DNA sequencing generates incredible amounts of data describing nucleotide sequences and genetic variants and their coded products, often spread across multiple databases. Other databases contain details of medical conditions and treatments, which may be affected by genetic variation. By using graph analytics, the associations between genetic variants, traits, disorders and treatments can be fully exploited and understood, by providing a mechanism to link all the data together in an accessible way.
Full information: https://devpost.com/software/graph-for-better-genetics
No additional dependencies are needed to run this project in TigerGraph.
The src folder contains the following items:
- export_922368599.tar.gz - the exported tarball of the complete schema and data mapping, created by "Export Current Solution" in GraphStudio
- csv_data - folder containing the individual data .csv files that are needed to reproduce the examples demonstrated in the video
- all_data.ods - the example data as an OpenDocument Spreadsheet with multiple tabs (for reference)

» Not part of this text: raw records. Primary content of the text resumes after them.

PR #693, opened 2019-12-07
Share local files - part 2

Upabjojr:
This is the second part to https://github.com/xbmc/Kore/pull/681

Now files can be shared to Kodi through Kore from other apps. This PR extends the _"Play on Kodi"_ intent to use `HttpApp` to add shared files.

List of edits:

1. Media files can now be shared with Kodi (see edits to manifest file).
2. `HttpApp` now generates a _token_ for security reasons. Without _token_ you won't be able to download any file.
3. Added `finish()` in order not to open Kore's screen after a file has been shared (do you really care about seeing Kore? I suppose you are looking at Kodi).

Some remaining doubts:

4. ~~Media files share opens the files in Kodi. The code for YouTube videos is queuing the video instead.  What should the correct behaviour be? I've noticed that Yatse has two ways of sharing: play and queue, maybe Kore should add the same?~~ ___Update:___ this PR now adds a second share option `Queue on Kodi`. Now `Play on Kodi` plays the shared media file directly, disregarding the playlist, while `Queue on Kodi` adds the shared media file to the end of the playlist.
5. Unrelated: the current sharing options always assume that the shared link is a video, and it's queued to the video playlist (even if it's an image or audio file), and Kodi is unable to play it.
6. Local files are shared as `content:// ... ` paths, not as file paths. Apparently Android's API allows to open an input file stream from `content://` paths, but it's a bit hard to locate the file path. I've added a second sharing link to `HttpApp` in order to handle generic `Uri` objects beside file paths.

### DIFF
--- a/app/src/main/java/org/xbmc/kore/ui/sections/remote/OpenSharedUrl.java
+++ b/app/src/main/java/org/xbmc/kore/ui/sections/remote/OpenSharedUrl.java
@@ -39,22 +39,26 @@ public class OpenSharedUrl implements Callable<Boolean> {
 
     private static final String TAG = LogUtils.makeLogTag(OpenSharedUrl.class);
     private final HostConnection hostConnection;
-    private final String pluginUrl;
+    private final String url;
     private final String notificationTitle;
     private final String notificationText;
+    private boolean queue;
+    private int playlistType;
 
     /**
-     * @param pluginUrl The url to play
+     * @param url The url to play
      * @param notificationTitle The title of the notification to be shown when the
      *                          host is currently playing a video
      * @param notificationText The notification to be shown when the host is currently
      *                         playing a video
      */
-    public OpenSharedUrl(HostConnection hostConnection, String pluginUrl, String notificationTitle, String notificationText) {
+    public OpenSharedUrl(HostConnection hostConnection, String url, String notificationTitle, String notificationText, boolean queue, int playlistType) {
         this.hostConnection = hostConnection;
-        this.pluginUrl = pluginUrl;
+        this.url = url;
         this.notificationTitle = notificationTitle;
         this.notificationText = notificationText;
+        this.queue = queue;
+        this.playlistType = playlistType;
     }
 
     /**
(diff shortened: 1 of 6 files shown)


app/src/main/java/org/xbmc/kore/ui/sections/remote/RemoteActivity.java
```diff
@@ -362,9 +365,13 @@ private static ExecutorService getShareExecutor() {
      * Handles the intent that started this activity, namely to start playing something on Kodi
      * @param intent Start intent for the activity
      */
-    private void handleStartIntent(Intent intent) {
+    protected void handleStartIntent(Intent intent) {
+        handleStartIntent(intent, false);
```
SyncedSynapse: Shouldn't `queue` be set to `true` by default? The previous behaviour queued the files. I'll make a brief comment on the code pointing this out.

app/src/main/java/org/xbmc/kore/ui/sections/remote/OpenSharedUrl.java
```diff
@@ -71,37 +75,46 @@ public Boolean call() throws Error, InterruptedException {
...
+                hostConnection.execute(new Playlist.Clear(playlistType))
                     .get();
             }
 
-            LogUtils.LOGD(TAG, "Queueing file");
-            PlaylistType.Item item = new PlaylistType.Item();
-            item.file = pluginUrl;
-            hostConnection.execute(new Playlist.Add(PlaylistType.VIDEO_PLAYLISTID, item))
-                .get();
+            if (queue) {
```
SyncedSynapse: [related to the other comment]

AFAICT the previous behaviour is similar to having `queue` set to `true` so that should be the default in `handleStartIntent`

app/src/main/java/org/xbmc/kore/ui/sections/remote/RemoteActivity.java
SyncedSynapse: Ignore this and the other comment. Noticed now that it has nothing to do with what i wrote, and is only used to display a message.

SyncedSynapse:
I've taken a quick look at it, and it looks very good.

Unfortunately i can't test and finish reviewing it right now, so i ask you to give me a couple more days to check this. 

Thanks.

app/src/main/java/org/xbmc/kore/ui/sections/remote/RemoteActivity.java
Upabjojr: > is only used to display a message.

Well... it calls `Player.Open` instead of `Playlist.Add`.

I have changed the behaviour of `Play with Kodi` because the word _play_ sounds like playing immediately, and queuing is a bit weird. When I was using Kore for the first time I thought it wasn't working, not realizing it was queuing the medias.

SyncedSynapse:
This does indeed look good. Can't say that i tested all possible scenarios, but it worked flawlessly in what i tested, so in it goes.

Thanks.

- schema-and-mapping.png - image showing the schema and data mapping in GraphStudio (for reference)
To install the schema and database:
- Clone repository
- Import the tarball in GraphStudio by clicking "Import An Existing Solution" to install the schema and data mapping
- Add and upload the data .CSV files (the data mapping page will show duplicate file icons that can be deleted after loading the data)
- Use GraphStudio or code to query the database - for example, in GraphStudio try "show all shortest paths" between Phenotype "blue eyes" and Organism "homo sapiens" to reproduce one of the examples from the video on DevPost.